(Stored items from a collection)
========================================

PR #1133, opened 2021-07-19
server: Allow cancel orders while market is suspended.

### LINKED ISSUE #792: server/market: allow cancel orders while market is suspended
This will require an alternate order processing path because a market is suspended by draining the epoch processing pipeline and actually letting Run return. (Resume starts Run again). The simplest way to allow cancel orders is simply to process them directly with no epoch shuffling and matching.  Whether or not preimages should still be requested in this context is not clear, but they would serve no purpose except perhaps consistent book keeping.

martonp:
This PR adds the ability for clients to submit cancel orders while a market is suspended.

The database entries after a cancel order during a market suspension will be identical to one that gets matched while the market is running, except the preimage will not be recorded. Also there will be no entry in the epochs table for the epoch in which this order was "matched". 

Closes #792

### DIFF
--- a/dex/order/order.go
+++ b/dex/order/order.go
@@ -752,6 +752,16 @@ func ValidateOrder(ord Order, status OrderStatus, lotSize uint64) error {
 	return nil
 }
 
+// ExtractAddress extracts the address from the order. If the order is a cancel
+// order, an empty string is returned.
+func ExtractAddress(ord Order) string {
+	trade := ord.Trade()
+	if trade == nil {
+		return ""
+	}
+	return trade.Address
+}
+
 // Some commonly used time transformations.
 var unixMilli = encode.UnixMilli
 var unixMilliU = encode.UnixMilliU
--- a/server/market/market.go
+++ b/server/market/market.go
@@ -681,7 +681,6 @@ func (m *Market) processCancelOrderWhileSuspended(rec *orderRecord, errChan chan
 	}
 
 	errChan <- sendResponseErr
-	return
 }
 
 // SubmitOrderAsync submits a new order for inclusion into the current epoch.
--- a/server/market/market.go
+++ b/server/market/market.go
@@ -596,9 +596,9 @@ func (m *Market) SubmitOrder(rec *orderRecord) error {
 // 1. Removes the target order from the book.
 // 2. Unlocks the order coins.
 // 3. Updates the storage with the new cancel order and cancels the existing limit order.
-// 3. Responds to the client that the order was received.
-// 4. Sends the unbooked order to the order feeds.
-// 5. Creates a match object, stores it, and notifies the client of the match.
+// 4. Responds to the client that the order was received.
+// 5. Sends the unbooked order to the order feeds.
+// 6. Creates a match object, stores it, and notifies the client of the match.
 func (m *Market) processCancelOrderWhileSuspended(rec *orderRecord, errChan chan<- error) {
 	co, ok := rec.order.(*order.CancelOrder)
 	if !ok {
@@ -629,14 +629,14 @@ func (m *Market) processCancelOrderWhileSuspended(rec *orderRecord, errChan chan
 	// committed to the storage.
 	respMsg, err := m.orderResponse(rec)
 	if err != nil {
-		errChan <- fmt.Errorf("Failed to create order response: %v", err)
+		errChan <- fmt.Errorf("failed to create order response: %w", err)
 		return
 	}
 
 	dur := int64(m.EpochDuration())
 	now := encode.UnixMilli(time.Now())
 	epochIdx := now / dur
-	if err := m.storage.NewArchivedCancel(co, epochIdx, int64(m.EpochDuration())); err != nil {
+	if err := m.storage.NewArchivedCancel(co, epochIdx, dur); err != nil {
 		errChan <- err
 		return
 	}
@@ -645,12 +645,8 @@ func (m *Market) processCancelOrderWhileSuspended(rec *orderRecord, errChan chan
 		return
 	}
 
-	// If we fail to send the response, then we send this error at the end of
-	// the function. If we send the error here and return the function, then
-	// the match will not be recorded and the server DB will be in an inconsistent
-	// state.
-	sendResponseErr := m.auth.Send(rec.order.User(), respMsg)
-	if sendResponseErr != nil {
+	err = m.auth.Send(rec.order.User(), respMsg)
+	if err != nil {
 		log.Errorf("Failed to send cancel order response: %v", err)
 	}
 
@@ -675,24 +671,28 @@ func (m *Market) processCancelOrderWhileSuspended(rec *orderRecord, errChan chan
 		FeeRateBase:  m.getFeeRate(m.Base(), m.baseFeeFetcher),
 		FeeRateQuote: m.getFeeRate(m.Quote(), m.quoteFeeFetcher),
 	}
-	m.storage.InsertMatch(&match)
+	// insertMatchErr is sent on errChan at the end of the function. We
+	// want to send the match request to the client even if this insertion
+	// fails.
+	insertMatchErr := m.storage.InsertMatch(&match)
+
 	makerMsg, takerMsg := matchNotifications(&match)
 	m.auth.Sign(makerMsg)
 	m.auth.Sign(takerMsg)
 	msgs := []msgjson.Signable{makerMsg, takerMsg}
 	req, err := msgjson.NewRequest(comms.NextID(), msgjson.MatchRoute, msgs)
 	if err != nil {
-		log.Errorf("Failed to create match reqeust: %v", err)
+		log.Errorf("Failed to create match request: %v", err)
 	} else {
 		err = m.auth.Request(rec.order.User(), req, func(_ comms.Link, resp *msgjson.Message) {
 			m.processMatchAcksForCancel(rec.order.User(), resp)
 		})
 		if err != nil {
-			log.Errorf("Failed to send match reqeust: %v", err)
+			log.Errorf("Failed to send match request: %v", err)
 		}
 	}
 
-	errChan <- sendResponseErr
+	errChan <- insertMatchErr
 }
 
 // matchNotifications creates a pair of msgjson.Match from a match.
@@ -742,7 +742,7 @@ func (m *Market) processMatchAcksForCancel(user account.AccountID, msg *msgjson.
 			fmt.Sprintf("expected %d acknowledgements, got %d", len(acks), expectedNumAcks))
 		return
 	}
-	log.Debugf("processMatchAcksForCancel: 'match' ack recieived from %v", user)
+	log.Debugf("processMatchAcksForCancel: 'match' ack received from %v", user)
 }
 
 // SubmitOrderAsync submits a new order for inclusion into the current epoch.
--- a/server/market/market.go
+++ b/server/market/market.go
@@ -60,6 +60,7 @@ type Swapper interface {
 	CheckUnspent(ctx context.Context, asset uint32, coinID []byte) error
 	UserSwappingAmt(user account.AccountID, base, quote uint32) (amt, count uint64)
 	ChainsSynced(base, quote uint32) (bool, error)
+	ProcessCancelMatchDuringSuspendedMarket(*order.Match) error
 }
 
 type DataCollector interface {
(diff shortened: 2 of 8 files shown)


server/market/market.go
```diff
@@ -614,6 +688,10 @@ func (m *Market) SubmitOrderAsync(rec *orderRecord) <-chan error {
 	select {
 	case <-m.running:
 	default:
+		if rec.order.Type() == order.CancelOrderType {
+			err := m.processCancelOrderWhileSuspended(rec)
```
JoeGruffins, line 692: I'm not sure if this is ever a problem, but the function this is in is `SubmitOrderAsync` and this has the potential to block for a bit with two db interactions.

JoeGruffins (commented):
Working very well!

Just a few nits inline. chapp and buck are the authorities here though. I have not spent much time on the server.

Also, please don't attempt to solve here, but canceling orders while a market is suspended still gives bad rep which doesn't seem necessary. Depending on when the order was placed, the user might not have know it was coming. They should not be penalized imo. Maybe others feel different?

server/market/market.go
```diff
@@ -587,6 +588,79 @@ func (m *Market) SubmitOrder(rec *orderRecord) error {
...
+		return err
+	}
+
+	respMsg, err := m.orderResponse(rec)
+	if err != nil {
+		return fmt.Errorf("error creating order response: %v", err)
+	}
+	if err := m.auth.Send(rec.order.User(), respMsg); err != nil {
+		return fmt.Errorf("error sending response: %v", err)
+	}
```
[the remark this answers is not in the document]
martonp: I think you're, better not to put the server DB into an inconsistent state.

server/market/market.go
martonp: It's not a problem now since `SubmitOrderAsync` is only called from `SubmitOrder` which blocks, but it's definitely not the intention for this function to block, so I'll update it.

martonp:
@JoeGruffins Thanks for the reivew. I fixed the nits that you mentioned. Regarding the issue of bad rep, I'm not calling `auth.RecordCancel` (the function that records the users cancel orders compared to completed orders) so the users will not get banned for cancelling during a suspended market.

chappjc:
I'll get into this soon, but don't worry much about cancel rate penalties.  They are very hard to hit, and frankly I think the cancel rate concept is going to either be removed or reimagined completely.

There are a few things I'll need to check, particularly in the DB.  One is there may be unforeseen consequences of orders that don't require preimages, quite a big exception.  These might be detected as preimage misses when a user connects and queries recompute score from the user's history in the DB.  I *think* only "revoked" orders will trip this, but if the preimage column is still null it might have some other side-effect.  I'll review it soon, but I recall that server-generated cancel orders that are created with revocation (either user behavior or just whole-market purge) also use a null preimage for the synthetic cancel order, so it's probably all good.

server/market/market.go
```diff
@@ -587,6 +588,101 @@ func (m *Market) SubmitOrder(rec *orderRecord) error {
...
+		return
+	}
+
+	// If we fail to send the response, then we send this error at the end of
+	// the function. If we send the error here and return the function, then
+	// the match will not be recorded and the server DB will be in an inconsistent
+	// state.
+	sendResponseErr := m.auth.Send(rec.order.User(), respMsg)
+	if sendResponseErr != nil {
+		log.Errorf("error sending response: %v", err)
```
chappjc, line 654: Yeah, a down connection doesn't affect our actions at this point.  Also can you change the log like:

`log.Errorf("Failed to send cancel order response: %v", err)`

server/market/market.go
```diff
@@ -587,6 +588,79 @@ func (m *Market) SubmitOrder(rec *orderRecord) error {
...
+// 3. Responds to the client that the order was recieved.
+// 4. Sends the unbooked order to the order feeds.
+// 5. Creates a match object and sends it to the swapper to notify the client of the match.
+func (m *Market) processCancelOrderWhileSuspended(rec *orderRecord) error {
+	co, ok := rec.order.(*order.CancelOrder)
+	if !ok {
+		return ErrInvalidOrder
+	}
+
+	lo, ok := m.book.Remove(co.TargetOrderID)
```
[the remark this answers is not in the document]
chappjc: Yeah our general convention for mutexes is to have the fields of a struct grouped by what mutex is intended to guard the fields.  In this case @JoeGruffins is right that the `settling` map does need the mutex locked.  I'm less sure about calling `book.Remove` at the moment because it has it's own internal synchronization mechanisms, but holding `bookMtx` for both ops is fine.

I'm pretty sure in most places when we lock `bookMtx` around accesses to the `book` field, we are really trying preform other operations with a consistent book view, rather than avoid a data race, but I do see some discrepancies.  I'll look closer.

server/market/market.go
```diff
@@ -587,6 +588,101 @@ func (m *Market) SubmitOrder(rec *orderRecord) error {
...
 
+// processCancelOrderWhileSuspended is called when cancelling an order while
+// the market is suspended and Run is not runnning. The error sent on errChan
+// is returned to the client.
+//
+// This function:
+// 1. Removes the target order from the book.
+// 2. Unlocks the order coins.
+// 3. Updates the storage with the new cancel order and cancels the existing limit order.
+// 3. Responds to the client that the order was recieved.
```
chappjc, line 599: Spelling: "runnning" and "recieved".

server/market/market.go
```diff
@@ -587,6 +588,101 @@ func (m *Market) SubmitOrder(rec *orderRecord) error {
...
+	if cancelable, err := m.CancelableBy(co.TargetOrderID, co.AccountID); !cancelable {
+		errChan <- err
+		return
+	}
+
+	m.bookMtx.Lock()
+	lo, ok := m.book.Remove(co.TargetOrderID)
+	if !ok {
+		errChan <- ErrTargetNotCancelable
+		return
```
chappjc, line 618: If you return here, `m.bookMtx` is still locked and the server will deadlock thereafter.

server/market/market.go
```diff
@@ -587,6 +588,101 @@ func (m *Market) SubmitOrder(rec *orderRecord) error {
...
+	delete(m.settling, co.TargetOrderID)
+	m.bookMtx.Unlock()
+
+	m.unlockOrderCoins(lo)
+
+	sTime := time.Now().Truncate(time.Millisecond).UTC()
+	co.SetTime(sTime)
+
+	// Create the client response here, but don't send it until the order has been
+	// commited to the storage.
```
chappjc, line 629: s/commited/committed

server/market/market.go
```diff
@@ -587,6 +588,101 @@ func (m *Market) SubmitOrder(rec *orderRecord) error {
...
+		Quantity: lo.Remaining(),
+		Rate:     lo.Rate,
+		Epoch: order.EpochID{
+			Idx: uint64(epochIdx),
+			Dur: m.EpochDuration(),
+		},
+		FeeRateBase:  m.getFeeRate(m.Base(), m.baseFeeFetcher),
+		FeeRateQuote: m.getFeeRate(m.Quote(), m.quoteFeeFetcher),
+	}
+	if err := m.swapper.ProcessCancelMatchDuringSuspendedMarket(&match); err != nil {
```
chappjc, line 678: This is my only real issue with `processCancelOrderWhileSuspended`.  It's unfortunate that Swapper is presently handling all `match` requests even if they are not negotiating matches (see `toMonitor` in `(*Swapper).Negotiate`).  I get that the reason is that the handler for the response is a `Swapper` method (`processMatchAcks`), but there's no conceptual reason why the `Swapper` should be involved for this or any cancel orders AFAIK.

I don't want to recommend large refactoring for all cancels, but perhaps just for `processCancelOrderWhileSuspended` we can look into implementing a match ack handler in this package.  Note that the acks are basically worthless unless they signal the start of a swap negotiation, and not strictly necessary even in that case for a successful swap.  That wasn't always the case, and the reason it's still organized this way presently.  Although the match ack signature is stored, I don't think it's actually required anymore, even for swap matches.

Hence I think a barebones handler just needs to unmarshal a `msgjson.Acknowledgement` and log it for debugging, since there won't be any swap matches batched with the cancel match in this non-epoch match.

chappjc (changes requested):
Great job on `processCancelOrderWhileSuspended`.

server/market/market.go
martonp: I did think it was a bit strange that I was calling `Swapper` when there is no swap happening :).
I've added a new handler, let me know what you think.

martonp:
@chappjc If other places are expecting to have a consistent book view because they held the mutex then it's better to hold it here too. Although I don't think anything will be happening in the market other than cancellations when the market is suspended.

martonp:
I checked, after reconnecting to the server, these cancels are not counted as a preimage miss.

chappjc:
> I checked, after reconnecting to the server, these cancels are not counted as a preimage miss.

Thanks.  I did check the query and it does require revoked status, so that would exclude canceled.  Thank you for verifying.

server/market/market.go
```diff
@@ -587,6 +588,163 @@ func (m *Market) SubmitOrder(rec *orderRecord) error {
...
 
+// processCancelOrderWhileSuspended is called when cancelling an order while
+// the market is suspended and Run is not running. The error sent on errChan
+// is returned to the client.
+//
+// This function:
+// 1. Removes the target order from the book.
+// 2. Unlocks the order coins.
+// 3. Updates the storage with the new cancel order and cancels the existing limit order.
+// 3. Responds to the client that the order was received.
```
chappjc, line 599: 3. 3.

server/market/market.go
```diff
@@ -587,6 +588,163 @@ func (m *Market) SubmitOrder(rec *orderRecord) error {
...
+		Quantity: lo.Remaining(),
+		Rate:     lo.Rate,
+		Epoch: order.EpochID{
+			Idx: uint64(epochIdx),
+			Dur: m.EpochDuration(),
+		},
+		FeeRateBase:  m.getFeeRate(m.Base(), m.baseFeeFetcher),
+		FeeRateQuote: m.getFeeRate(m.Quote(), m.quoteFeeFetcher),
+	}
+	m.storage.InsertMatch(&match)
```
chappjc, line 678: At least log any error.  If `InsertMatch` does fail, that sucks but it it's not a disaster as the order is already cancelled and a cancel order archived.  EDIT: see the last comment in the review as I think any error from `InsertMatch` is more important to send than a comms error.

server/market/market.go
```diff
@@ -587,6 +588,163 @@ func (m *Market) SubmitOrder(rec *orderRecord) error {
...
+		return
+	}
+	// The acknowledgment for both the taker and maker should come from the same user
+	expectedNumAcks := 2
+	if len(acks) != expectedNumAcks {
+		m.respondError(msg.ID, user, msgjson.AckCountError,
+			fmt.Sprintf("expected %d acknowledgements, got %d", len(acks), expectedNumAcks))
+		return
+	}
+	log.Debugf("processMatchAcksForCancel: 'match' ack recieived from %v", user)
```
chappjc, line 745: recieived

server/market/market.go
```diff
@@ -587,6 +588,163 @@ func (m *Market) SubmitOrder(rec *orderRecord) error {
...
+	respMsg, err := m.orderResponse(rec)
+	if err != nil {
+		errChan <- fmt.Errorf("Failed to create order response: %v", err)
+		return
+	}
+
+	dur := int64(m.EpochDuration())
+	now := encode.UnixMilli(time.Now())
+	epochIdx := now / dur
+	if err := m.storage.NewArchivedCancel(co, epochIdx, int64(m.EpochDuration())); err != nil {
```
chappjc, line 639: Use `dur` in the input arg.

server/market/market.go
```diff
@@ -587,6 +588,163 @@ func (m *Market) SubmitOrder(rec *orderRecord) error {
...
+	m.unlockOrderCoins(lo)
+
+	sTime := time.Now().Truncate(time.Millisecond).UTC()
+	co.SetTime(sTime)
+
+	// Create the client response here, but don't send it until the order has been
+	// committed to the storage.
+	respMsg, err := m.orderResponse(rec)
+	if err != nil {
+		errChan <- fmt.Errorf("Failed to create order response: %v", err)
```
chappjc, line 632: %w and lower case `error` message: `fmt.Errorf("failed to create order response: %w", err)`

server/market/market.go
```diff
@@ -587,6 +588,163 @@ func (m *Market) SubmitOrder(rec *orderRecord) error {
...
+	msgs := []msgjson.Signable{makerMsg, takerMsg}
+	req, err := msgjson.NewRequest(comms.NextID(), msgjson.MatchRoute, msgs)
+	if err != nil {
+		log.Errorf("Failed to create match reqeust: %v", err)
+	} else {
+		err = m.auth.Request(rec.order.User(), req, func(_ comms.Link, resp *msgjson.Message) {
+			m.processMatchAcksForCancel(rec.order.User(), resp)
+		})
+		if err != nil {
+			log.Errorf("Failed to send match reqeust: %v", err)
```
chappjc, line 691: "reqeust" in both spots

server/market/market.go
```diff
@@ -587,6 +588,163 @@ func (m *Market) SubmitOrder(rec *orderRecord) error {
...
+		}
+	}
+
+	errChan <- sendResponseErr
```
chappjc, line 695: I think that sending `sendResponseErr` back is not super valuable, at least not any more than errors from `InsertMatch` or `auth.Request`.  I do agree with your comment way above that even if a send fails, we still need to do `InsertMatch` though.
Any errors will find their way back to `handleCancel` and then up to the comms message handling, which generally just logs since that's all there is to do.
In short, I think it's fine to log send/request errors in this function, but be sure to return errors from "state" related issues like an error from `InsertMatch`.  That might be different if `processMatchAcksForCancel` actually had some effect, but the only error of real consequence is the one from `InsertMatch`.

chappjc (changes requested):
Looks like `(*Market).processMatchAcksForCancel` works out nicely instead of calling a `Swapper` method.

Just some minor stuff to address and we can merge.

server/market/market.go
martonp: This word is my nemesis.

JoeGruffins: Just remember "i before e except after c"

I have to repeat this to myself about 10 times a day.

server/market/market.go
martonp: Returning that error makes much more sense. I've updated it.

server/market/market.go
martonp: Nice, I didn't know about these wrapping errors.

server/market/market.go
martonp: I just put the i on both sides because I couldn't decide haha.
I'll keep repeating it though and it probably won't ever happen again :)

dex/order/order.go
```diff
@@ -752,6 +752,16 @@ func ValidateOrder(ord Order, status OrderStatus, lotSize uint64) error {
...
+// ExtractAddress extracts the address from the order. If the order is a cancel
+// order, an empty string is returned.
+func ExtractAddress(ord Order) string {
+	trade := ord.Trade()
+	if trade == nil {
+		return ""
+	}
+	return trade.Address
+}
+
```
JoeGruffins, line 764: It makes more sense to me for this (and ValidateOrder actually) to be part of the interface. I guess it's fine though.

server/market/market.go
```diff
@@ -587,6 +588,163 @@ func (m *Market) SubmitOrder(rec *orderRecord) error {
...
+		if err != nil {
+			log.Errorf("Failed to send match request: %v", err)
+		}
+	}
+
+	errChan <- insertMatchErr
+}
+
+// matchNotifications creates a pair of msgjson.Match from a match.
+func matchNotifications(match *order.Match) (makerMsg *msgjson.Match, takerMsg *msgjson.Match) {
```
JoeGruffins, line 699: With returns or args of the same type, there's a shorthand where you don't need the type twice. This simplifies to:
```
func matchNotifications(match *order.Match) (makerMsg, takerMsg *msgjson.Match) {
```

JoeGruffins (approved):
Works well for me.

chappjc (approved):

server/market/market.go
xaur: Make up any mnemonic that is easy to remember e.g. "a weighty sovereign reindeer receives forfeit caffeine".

========================================

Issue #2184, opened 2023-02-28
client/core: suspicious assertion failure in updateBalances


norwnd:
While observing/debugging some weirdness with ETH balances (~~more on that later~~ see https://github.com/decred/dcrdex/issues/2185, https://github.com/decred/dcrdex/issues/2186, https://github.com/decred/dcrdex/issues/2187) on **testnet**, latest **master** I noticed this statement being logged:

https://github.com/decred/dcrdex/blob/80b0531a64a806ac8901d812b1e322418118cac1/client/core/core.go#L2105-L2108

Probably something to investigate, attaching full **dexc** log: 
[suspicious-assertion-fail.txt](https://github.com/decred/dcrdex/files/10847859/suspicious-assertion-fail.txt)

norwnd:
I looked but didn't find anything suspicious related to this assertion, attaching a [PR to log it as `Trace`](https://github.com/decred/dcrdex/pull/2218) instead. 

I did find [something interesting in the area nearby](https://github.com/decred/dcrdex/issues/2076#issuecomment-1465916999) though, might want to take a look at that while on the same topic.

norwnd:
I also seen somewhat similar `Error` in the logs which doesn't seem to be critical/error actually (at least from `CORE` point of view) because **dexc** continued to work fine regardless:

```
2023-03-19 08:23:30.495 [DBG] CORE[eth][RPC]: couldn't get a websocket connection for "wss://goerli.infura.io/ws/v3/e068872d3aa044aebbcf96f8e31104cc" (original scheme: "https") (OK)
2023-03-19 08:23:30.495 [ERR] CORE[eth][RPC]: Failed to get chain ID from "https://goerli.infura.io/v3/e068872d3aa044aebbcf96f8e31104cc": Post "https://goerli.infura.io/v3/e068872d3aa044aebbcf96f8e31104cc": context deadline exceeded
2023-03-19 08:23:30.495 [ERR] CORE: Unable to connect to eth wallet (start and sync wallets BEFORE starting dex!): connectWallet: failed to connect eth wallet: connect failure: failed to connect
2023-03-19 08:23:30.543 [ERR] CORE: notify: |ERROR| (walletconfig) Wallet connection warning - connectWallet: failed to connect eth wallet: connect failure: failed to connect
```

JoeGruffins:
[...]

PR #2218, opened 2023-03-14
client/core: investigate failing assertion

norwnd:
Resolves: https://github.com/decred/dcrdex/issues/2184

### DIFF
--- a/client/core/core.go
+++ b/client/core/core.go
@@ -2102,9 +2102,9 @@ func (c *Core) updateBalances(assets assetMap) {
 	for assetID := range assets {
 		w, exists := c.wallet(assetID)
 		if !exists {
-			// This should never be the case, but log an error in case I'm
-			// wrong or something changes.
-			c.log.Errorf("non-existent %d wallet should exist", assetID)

========================================

Problem statement: Which lines above hold the string "goerli"? Show each of them.

Written response:
2023-03-19 08:23:30.495 [DBG] CORE[eth][RPC]: couldn't get a websocket connection for "wss://goerli.infura.io/ws/v3/e068872d3aa044aebbcf96f8e31104cc" (original scheme: "https") (OK)
2023-03-19 08:23:30.495 [ERR] CORE[eth][RPC]: Failed to get chain ID from "https://goerli.infura.io/v3/e068872d3aa044aebbcf96f8e31104cc": Post "https://goerli.infura.io/v3/e068872d3aa044aebbcf96f8e31104cc": context deadline exceeded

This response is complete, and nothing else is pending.